TRY IT
Only the number is wanted: how many lines below contain "vitest"?

[DATA SUPPLIED Boundary: Start]

PR #5824, opened 2025-01-17
test(admin): replace `jest` with `vitest`

### LINKED ISSUE #5722: apps/admin/backend

eventualbuddha:
Closes #5722 
Part of #5706 

The only tricky part of this was that `authenticateArtifactUsingSignatureFile` was being mocked in tests, but was still being called. This is because only the direct imports of `@votingworks/auth` were being intercepted; those in built files were not. To fix this, we direct vitest to import the TS directly for the `backend` and `auth` libs.


apps/admin/backend/vitest.config.ts
```diff
@@ -9,6 +9,10 @@ export default defineConfig({
       './test/setup_custom_matchers.ts',
     ],
     coverage: {
+      thresholds: {
+        lines: 100,
+        branches: 98,
```
jonahkagan, line 14: not bad!

jonahkagan (approved):

PR #5839, opened 2025-01-21
test(mark/frontend): replace `jest` with `vitest`

### LINKED ISSUE #5835: apps/mark/frontend

eventualbuddha:
Closes #5835
Part of #5706

The main difference from jest to vitest is to use fake timers that automatically advance the current time. Without this, `screen.findBy*` calls would simply time out (h/t @jonahkagan for the pointer).


apps/mark/frontend/src/apimachine_config.test.tsx
```diff
@@ -26,7 +26,7 @@ test('machineConfig is fetched from api client by default', async () => {
   apiMock.expectGetElectionState({
     precinctSelection: ALL_PRECINCTS_SELECTION,
   });
-  render(<App reload={jest.fn()} apiClient={apiMock.mockApiClient} />);
+  render(<App reload={vi.fn()} apiClient={apiMock.mockApiClient} />);
   apiMock.setAuthStatusPollWorkerLoggedIn(electionDefinition);
-  await screen.findByText('mock-code-version');
+  await vi.waitFor(() => screen.getByText('mock-code-version'));
```
jonahkagan, line 31: I think I ran into something similar and a workaround I found was to use `vi.useFakeTimers({ shouldAdvanceTime: true })`. I think it's worth trying that out since `findBy*` is a very useful and readable pattern.

Alternatively, do we need fake timers everywhere?

apps/mark/frontend/src/pages/admin_screen.test.tsx
```diff
@@ -23,7 +24,8 @@ import {
 let apiMock: ApiMock;
 
 beforeEach(() => {
-  jest.useFakeTimers().setSystemTime(new Date('2020-10-31T00:00:00.000'));
+  vi.useRealTimers();
+  // vi.useFakeTimers().setSystemTime(new Date('2020-10-31T00:00:00.000'));
```
jonahkagan, line 28: Remove comment.

Also, why do we need `vi.useRealTimers` here? I don't see anywhere that we're setting fake timers as a default for all tests.

apps/mark/frontend/vitest.config.ts
```diff
@@ -0,0 +1,29 @@
...
+      exclude: [
+        'src/config',
+        'src/stubs',
+        'src/**/*.d.ts',
+        'src/index.tsx',
+        'src/contexts/ballot_context.ts',
+        '**/*.test.{ts,tsx}',
+      ],
+      thresholds: {
+        branches: 98,
```
jonahkagan, line 19: add line coverage threshold

apps/mark/frontend/src/pages/admin_screen.test.tsx
eventualbuddha: Remove.

jonahkagan (approved):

[DATA SUPPLIED Boundary: End]

SOLUTION
6